_Collected data entries_.
Segment Open
PR #2353, opened 2023-02-18
Adds Snake Scenario

tznind:
snake

## Pull Request checklist:


tznind:
Ok weird, there's a test that never ends after adding this Scenario... need to dig into that.

tig:
Amazing. LineCanvas is game changing for this project.

tznind:
Ok fixed Tests.  I think because the `ScenarioTests` were not disposing of `Scenario` they create the game loop never knew to quit and that caused test to keep running sometimes.

UICatalog/Scenarios/Snake.cs
```diff
@@ -0,0 +1,351 @@
...
+using System.Threading.Tasks;
+using Terminal.Gui;
+using Terminal.Gui.Graphs;
+using Attribute = Terminal.Gui.Attribute;
+
+namespace UICatalog.Scenarios {
+	[ScenarioMetadata (Name: "Snake", Description: "The game of apple eating.")]
+	[ScenarioCategory ("Colors")]
+	public class Snake : Scenario {
+		private bool isDisposed;
```
tig, line 14: I didn't notice this in Animation until after I merged but I don't think this works right. In one run i got an exception in the `while(!isDisposed)` loop because I think I hit exit at just the right time. Are you sure this is the proper way to detect the object has been deleted?

tig (changes requested):

UICatalog/Scenarios/Snake.cs
tznind: Hmn yeah... looks like `Scenario` is disposable (`class Scenario : IDisposable`) but nobody actually ever disposes it.  Should be an easy fix.  Also need to update it to the latest line canvas signature.

tznind:
Fixed the stack overflow, stupid typo :facepalm:

tig (approved):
Segment Closed
_Activity_.
Give an exact reproduction of the lines from the one with "Fixed the stack" to the final line of the entries, including both.

_Response_.
Fixed the stack overflow, stupid typo :facepalm:

tig (approved):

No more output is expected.